Suivaient des toiles d’Eugène Boch, Makowski, Jourdain, Laprade, Manguin, toutes 2 à 8 fois au-dessus de leur estimation, un superbe Marquet, Le port de Marseille, de 1916, à 995 000 francs, avant d’arriver à la pièce de résistance, Pouldu : vaches au pâturage, peint en 1888 par Paul Sérusier – un tableau parfaitement représentatif de la "période Gauguin" –, estimé 500 à 600 000 francs et vendu 1 810 000. Un remarquable Émile Bernard de la même année, Bretonnes étendant leur linge, plus abîmé que ne le laissait entendre le catalogue mais tout à fait "récupérable" (une photo le montre au-dessus d’une baignoire et, si bref qu’y ait été son séjour, ceci peut expliquer cela), estimé 300 000 francs, atteignait 1 220 000 francs. Un deuxième tableau de Marquet – il y en avait 5 en tout –, Marseille sous la pluie (1916), partait à 1 055 000 francs.

La surprise la plus nette vint avec les Maurice Denis, dont La plage au petit temple (1906) fut adjugée 1 110 000 francs, La plage à l’épagneul (1903) 620 000 francs, et Plage, enfant au bonnet rouge (1909) 660 000 francs – deux d’entre eux achetés par le Musée cantonal de Genève. Les quatre autres tableaux du même peintre doublaient ou triplaient leur estimation.

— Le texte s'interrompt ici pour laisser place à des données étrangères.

Issue #223, opened 2025-04-20
Global ignore is not always respected


vfonic:
I have some legacy models under `Legacy::` namespace. For example:

```ruby
class Legacy::Report < ApplicationRecord
  self.table_name = "legacy_nuovo_report"
  has_many :campioni_report, class_name: "Legacy::CampioniReport", foreign_key: "idreport", inverse_of: :report, dependent: :destroy

  validates :memo, length: { maximum: 65_535 }
end
```

Here's my `.active_record_doctor.rb` file:

```ruby
ActiveRecordDoctor.configure do
  global :ignore_tables, [/^legacy_/]
end
```

Here are some errors:

```
use `dependent: :delete_all` or similar on Legacy::Report.campioni_report - associated model Legacy::CampioniReport has no callbacks and can be deleted in bulk
the length validator on Legacy::Report.memo enforces a maximum of 65535 characters but there's no schema limit on legacy_nuovo_report.memo - remove the validator or the schema length limit
the schema limits legacy_report.campioni_qt to 255 characters but there's no length validator on Legacy::OldReport.campioni_qt - remove the database limit or add the validator
```

(the last one is a different model, but should still be ignored)

vfonic:
Oh I see, sometimes it's `ignore_tables` config options, other times it's `ignore_models`.

So here's my final `.active_record_doctor.rb` config:

```ruby
ActiveRecordDoctor.configure do
  global :ignore_tables, [/^legacy_/]
  global :ignore_models, [/^Legacy::/]
end
```

PR #224, opened 2025-04-21
Add global ignoring models example

vfonic:
As I described here: https://github.com/gregnavis/active_record_doctor/issues/223

It was confusing to me to ignore all `legacy_` tables, but still have errors about those models.
I've figured out that some checks don't use table name, but model name.

I've updated the example code to make it clearer.

### DIFF
--- a/README.md
+++ b/README.md
@@ -161,27 +161,23 @@ obtained via the help mechanism described in the previous section.
 
 ### Regexp-Based Ignores
 
-Settings like `ignore_tables`, `ignore_indexes`, and so on accept list of
+Settings like `ignore_tables`, `ignore_indexes`, `ignore_models` and so on accept list of
 identifiers to ignore. These can be either:
 
 1. Strings - in which case an exact match is needed.
 2. Regexps - which are matched against object names, and matching ones are
    excluded from output.
 
-For example, to ignore all tables starting with `legacy_` you can write:
+For example, to ignore all tables starting with `legacy_` and all models under the `Legacy::` namespace you can write:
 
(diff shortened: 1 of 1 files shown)


README.md
```diff
@@ -161,28 +161,24 @@ obtained via the help mechanism described in the previous section.
...
-    "schema_migrations",
-    "active_storage_blobs",
-    "active_storage_attachments",
-    "action_text_rich_texts",
-
     # Ignore all legacy tables.
     /^legacy_/
   ]
+  global :ignore_models, [
+    /^Legacy::/
```
gregnavis, line 180: Let's add `# Ignore all legacy models.`, similarly to the case above.

gregnavis (changes requested):
Great improvement! I left one small comment. Additionally, please ensure lines are not longer than 80 characters (unless absolutely necessary).

vfonic:
Resolved.

Out of curiosity, what's the reasoning behind 80 chars line length limit?

Is this line length you use to fit the content on your (split) screen or is it just a `::Legacy` (pun intended) habit from earlier days?

I use 140 line length limit and find that to be the most comfortable _for me_.

Here's a screenshot of 80 vs 140 ruler for this project's README in VS Code (first vertical line at 80, second at 140):
Screenshot 2025-04-24 at 09 47 07

gregnavis:
> Out of curiosity, what's the reasoning behind 80 chars line length limit?

It's a bit of legacy + convenience when working with split windows. I usually have a soft limit of 80 characters and a hard limit of 120.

Peut-on tirer des conclusions plus générales de ces résultats particulièrement réconfortants ? La première, mais elle n’est pas nouvelle, est que le problème majeur du marché est avant tout celui de l’offre. Lorsqu’apparaît une "marchandise" franche, de bonne source – et en l’occurrence, pour la plupart des œuvres, on disposait des numéros d’inventaire de la galerie Druet –, les acheteurs sont présents. A fortiori quand il s’agit d’œuvres non vues : les tableaux de Maurice Denis, déjà dans des coffres, n’avaient pu être montrés lors de sa dernière exposition. Et les estimations volontairement "raisonnables" étaient indéniablement incitatives.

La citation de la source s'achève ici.